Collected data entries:
== == ==

PR #5346, opened 2020-11-17
Issue 5330: SLTS - Handle partially written chunks and snapshots after failures.

### LINKED ISSUE #5330: SLTS - Improve robustness and efficiency of SystemJournal snapshots
**Problem description**
SLTS has two special segments for storing storage metadata. The layout changes to these two segments are written in special system journal chunks as logs of change records.

During SLTS bootstrap, SystemJournal reads latest snapshot and applies entries in the system journal on top of it. 
At the end of the bootstrap it creates new snapshot based on current state and saves it.

There are 3 related problems 
1. SLTS is not deleting any journal files once snapshot is written. This creates garbage.
2. STLS is not skipping over partially written/invalid snapshots.
3. STLS is not snapshotting journal periodically.   

**Problem location**
SystemJournal

1. SLTS should delete any journal files once snapshot is written
2. STLS should skip over partially written/invalid snapshots.
3. STLS is not snapshotting periodically.   Initially size based (i.e when enough changes have been accumulated)

sachin-j-joshi:
During SLTS bootstrap, correctly handle partially written snapshots (during fail over) by skipping over them.

**Change log description**  
Correctly handle partially written chunks and snapshots after failures by skipping over them.

**Purpose of the change**  
Fixes #5330 

**What the code does**  
It fixes following failures

- If segment store failed while it was writing system journal snapshot then that partially written data can not be deserialized and causes EOFException. Code handles it and skips over the partial snapshot.

- When a previous write failure leaves behind partially written chunk it will generate InvalidOffsetException, the code handles it and skips over partial chunk.

**How to verify it**  
I have added the new unit tests.
build should pass


eolivelli (commented):
I am missing one part of the story here.
The new tests you added inject failures but even in spite of those failures the checks at the end of the test are unchanged.
Is it possible to test a broken snapshot with garbage?
How is it possible that losing a snapshot is not meaningful for the system? Probably we miss some test case.
Usually when you miss a snapshot you have to recover from other data, the tests are not testing of this recovery happens.

Probably I am simply missing something.

andreipaduroiu (changes requested):
In addition to the comments above:
1. I am not comfortable with relying on "functional" tests here. You have full control over your tests in these unit tests and can do everything you want. You should be able to corrupt your test data in any way you want. Please either update the language in the PR description or update your tests to be more thorough. Looking at the tests, they already seem to be simulating such corruption. What am I missing?
2. What is the expected behavior and/or outcome if we are unable to read the snapshot? Can we read the previous one? Would that help?
3. From what I remember in how this journal works, you write a new snapshot, then you truncate the old one away. So if we failed to write the new one, no truncation should have happened; as such, the old snapshot should still be there.

segmentstore/storage/src/test/java/io/pravega/segmentstore/storage/chunklayer/SystemJournalTests.java
```diff
@@ -324,6 +333,35 @@ public void testSimpleBootstrapWithMultipleFailovers() throws Exception {
...
     }
 
+    @Test
+    public void testSimpleBootstrapWithIncompleteSnapshot() throws Exception {
+        val containerId = 42;
+        ChunkStorage chunkStorage = getChunkStorage();
+        testSimpleBootstrapWithMultipleFailovers(containerId, chunkStorage, epoch -> {
+            val snapShotFile = NameUtils.getSystemJournalFileName(containerId, epoch, 0);
+            val size = 1;
+            if (chunkStorage.supportsTruncation()) {
```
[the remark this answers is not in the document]
sachin-j-joshi: This code is run against all providers (in bindings project) - not just in memory.

segmentstore/storage/src/main/java/io/pravega/segmentstore/storage/chunklayer/SystemJournal.java
```diff
@@ -250,9 +250,14 @@ private long applyLatestSnapshot(MetadataTransaction txn, HashMap<String, Long>
         for (epochToCheck = epoch - 1; epochToCheck >= 0; epochToCheck--) {
             snapshotFile = getSystemJournalChunkName(containerId, epochToCheck, 0);
             if (chunkStorage.exists(snapshotFile).get()) {
```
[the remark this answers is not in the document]
sachin-j-joshi: No we did not change it.

sachin-j-joshi:
@eolivelli  SLTS treats storage metadata segment and container metadata segment ( "storage system segments") in a special way.  To avoid circular dependency, records about **_changes to their chunk layout_** are stored in journal chunk(s) and replayed back at boot time.
To avoid replaying the whole change log. Snapshots (containing results of application of change logs so far) are created so that process can start from the last known point.
Also note that each instance has its own journal chunks and that they not shared between the instances.

Currently we don't yet delete any snapshots or journal files older than current snapshots after creating the new snapshot. we leave them behind. That is why when missing or corrupted snapshot is found we can simply skip over that snapshot and read the previous one and start applying changes from that point onwards. 

The test is a complex one. Each instance writes some valid data and then test "failovers" by starting a new instance. The new instance replays journal and creates a snapshot as part of bootstrap, it also simulates old zombie instance simultaneously continuing to write stale/garbage data after failover.  At the end with multiple failovers and bunch of garbage added to journals we still recover the valid data.

Because we are not yet deleting old journal files - just corrupting/deleting most recent snapshot is good enough.

In next PR - I'm planning to implement garbage collection and compaction of journal (The behavior does not change, unless snapshot is successfully written it should not delete old journal/most recent snapshots). That time I'll need to rewrite some part of these tests.

sachin-j-joshi:
@andreipaduroiu I had forgotten to update the comment after adding unit tests. I updated the comment. You are right the tests are already doing what you outlined above.

sachin-j-joshi:
@andreipaduroiu 

- SystemJournal is made up of series of chunks
- Each instance writes to its own chunks and never reuses/overwrites chunk owned by other instance.
- Currently we are not yet deleting old snapshot and journal chunks. So we can just skip over the corrupted/incomplete chunk and just start applying changes from the previous snapshot .

segmentstore/storage/src/main/java/io/pravega/segmentstore/storage/chunklayer/SystemJournal.java
```diff
@@ -229,10 +230,23 @@ public void commitRecords(Collection<SystemJournalRecord> records) throws ChunkS
         }
         // Persist
         synchronized (lock) {
-            writeToJournal(bytes);
-            // Add a new log file if required.
-            if (!chunkStorage.supportsAppend() || !config.isAppendEnabled()) {
-                startNewJournalFile();
+            boolean done = false;
+            while (!done) {
```
andreipaduroiu, line 234: Can you do this with the `Retry` class (in `common`). We have various retry utilities that can help with your syntax here.

segmentstore/storage/src/main/java/io/pravega/segmentstore/storage/chunklayer/SystemJournal.java
```diff
@@ -229,10 +230,23 @@ public void commitRecords(Collection<SystemJournalRecord> records) throws ChunkS
...
+                try {
+                    writeToJournal(bytes);
+                    done = true;
+                } catch (ExecutionException e) {
```
andreipaduroiu, line 238: Why just `ExecutionException`? Can it be `Exception`, `CompletionException`? `Exceptions.unwrap` will handle all of those.

segmentstore/storage/src/main/java/io/pravega/segmentstore/storage/chunklayer/SystemJournal.java
sachin-j-joshi: I need to retry only if specific (wrapped) exception was thrown. I don't think Retry can do that.

segmentstore/storage/src/main/java/io/pravega/segmentstore/storage/chunklayer/SystemJournal.java
sachin-j-joshi: I want to catch and handle a very specific exception InvalidOffsetException wrapped in ExecutionException.
Other exception should bubble up and loop should not be retried here.

segmentstore/storage/src/main/java/io/pravega/segmentstore/storage/chunklayer/SystemJournal.java
andreipaduroiu: `.retryWhen(ex -> Exceptions.unwrap(ex) instanceof xyz)`

segmentstore/storage/src/main/java/io/pravega/segmentstore/storage/chunklayer/SystemJournal.java
andreipaduroiu: What if that exception is wrapped in CompletionException?

segmentstore/storage/src/test/java/io/pravega/segmentstore/storage/chunklayer/ChunkedSegmentStorageTests.java
```diff
@@ -719,6 +719,38 @@ public void testWrite() throws Exception {
...
+
+    /**
+     * Test Write after repeated failure.
+     *
+     * @throws Exception Exception if any.
+     */
+    @Test
+    public void testWriteAfterWriteFailure() throws Exception {
+        String testSegmentName = "foo";
+        TestContext testContext = getTestContext();
```
andreipaduroiu, line 731: Just like in the other PR, please add cleanup methods to this class.

segmentstore/storage/src/test/java/io/pravega/segmentstore/storage/chunklayer/SystemJournalTests.java
```diff
@@ -257,6 +258,79 @@ public void testSimpleBootstrapWithTwoFailovers() throws Exception {
...
     }
 
+    /**
+     * Tests a scenario when journal chunks may be partially written during failure.
+     *
+     * @throws Exception Throws exception in case of any error.
+     */
+    @Test
+    public void testSimpleBootstrapWithPartialDataWrite() throws Exception {
+        ChunkStorage chunkStorage = getChunkStorage();
```
andreipaduroiu, line 268: Cleanup

segmentstore/storage/src/test/java/io/pravega/segmentstore/storage/chunklayer/SystemJournalTests.java
```diff
@@ -257,6 +258,79 @@ public void testSimpleBootstrapWithTwoFailovers() throws Exception {
...
+        if (!chunkStorage.supportsAppend()) {
+            return;
+        }
+
+        ChunkMetadataStore metadataStore = getMetadataStore();
```
andreipaduroiu, line 273: Cleanup

segmentstore/storage/src/test/java/io/pravega/segmentstore/storage/chunklayer/SystemJournalTests.java
```diff
@@ -257,6 +258,79 @@ public void testSimpleBootstrapWithTwoFailovers() throws Exception {
...
+        ChunkMetadataStore metadataStoreAfterCrash = getMetadataStore();
```
andreipaduroiu, line 274: Cleanup

segmentstore/storage/src/test/java/io/pravega/segmentstore/storage/chunklayer/SystemJournalTests.java
```diff
@@ -257,6 +258,79 @@ public void testSimpleBootstrapWithTwoFailovers() throws Exception {
...
+        int containerId = 42;
+        String systemSegmentName = SystemJournal.getChunkStorageSystemSegments(containerId)[0];
+        long epoch = 1;
+        val policy = new SegmentRollingPolicy(4);
+        val config = ChunkedSegmentStorageConfig.DEFAULT_CONFIG.toBuilder().defaultRollingPolicy(policy).build();
+
+        long offset = 0;
+
+        // Epoch 1
+        ChunkedSegmentStorage segmentStorage1 = new ChunkedSegmentStorage(containerId, chunkStorage, metadataStore, executorService(), config);
```
andreipaduroiu, line 284: Cleanup

segmentstore/storage/src/test/java/io/pravega/segmentstore/storage/chunklayer/SystemJournalTests.java
```diff
@@ -257,6 +258,79 @@ public void testSimpleBootstrapWithTwoFailovers() throws Exception {
...
+        segmentStorage1.write(h, offset, new ByteArrayInputStream(b2), b2.length, null).join();
+        offset += b2.length;
+
+        checkSystemSegmentsLayout(segmentStorage1);
+
+        // Step 2
+        // Start container with epoch 2
+        epoch++;
+
+        ChunkedSegmentStorage segmentStorage2 = new ChunkedSegmentStorage(containerId, chunkStorage, metadataStoreAfterCrash, executorService(), config);
```
andreipaduroiu, line 317: cleanup

segmentstore/storage/src/test/java/io/pravega/segmentstore/storage/chunklayer/SystemJournalTests.java
```diff
@@ -267,9 +341,12 @@ public void testSimpleBootstrapWithTwoFailovers() throws Exception {
      */
     @Test
     public void testSimpleBootstrapWithMultipleFailovers() throws Exception {
+        val containerId = 42;
         ChunkStorage chunkStorage = getChunkStorage();
```
andreipaduroiu, line 345: cleanup

segmentstore/storage/src/test/java/io/pravega/segmentstore/storage/chunklayer/SystemJournalTests.java
```diff
@@ -305,7 +382,12 @@ public void testSimpleBootstrapWithMultipleFailovers() throws Exception {
             oldHandle = h;
         }
 
+        if (null != faultInjection) {
+            faultInjection.accept(epoch);
+        }
+
         epoch++;
+
         ChunkMetadataStore metadataStoreFinal = getMetadataStore();
```
andreipaduroiu, line 391: cleanup to all of these

segmentstore/storage/src/test/java/io/pravega/segmentstore/storage/chunklayer/SystemJournalTests.java
```diff
@@ -324,6 +406,35 @@ public void testSimpleBootstrapWithMultipleFailovers() throws Exception {
         Assert.assertEquals(expected, actual);
     }
 
+    @Test
+    public void testSimpleBootstrapWithIncompleteSnapshot() throws Exception {
+        val containerId = 42;
+        ChunkStorage chunkStorage = getChunkStorage();
```
andreipaduroiu, line 412: cleanup

segmentstore/storage/src/test/java/io/pravega/segmentstore/storage/chunklayer/SystemJournalTests.java
```diff
@@ -324,6 +406,35 @@ public void testSimpleBootstrapWithMultipleFailovers() throws Exception {
...
+        testSimpleBootstrapWithMultipleFailovers(containerId, chunkStorage, epoch -> {
+            val snapShotFile = NameUtils.getSystemJournalFileName(containerId, epoch, 0);
+            val size = 1;
+            if (chunkStorage.supportsTruncation()) {
+                chunkStorage.truncate(ChunkHandle.writeHandle(snapShotFile), size).join();
+            } else {
+                val bytes = new byte[size];
+                chunkStorage.read(ChunkHandle.readHandle(snapShotFile), 0, size, bytes, 0).join();
+                chunkStorage.delete(ChunkHandle.writeHandle(snapShotFile)).join();
+                val h = chunkStorage.create(snapShotFile).join();
```
andreipaduroiu, line 422: Are you cleaning up this file anywhere? Leaving files behind is also a leak

segmentstore/storage/src/test/java/io/pravega/segmentstore/storage/chunklayer/SystemJournalTests.java
```diff
@@ -324,6 +406,35 @@ public void testSimpleBootstrapWithMultipleFailovers() throws Exception {
...
+                chunkStorage.write(h, 0, size, new ByteArrayInputStream(bytes)).join();
+            }
+        });
+    }
+
+    @Test
+    public void testSimpleBootstrapWithMissingSnapshot() throws Exception {
+        val containerId = 42;
+        ChunkStorage chunkStorage = getChunkStorage();
```
andreipaduroiu, line 431: cleanup

andreipaduroiu (changes requested):

segmentstore/storage/src/test/java/io/pravega/segmentstore/storage/chunklayer/ChunkedSegmentStorageTests.java
sachin-j-joshi: added

sachin-j-joshi (commented):
@andreipaduroiu I have added the cleanup.
Thanks

andreipaduroiu (approved):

== == ==

## [PROBLEM TO WORK ON]
Looking at the records, how many of the lines contain the string "possible"? Only the number should be given.

## [OUTPUT FOR THIS EXERCISE]
2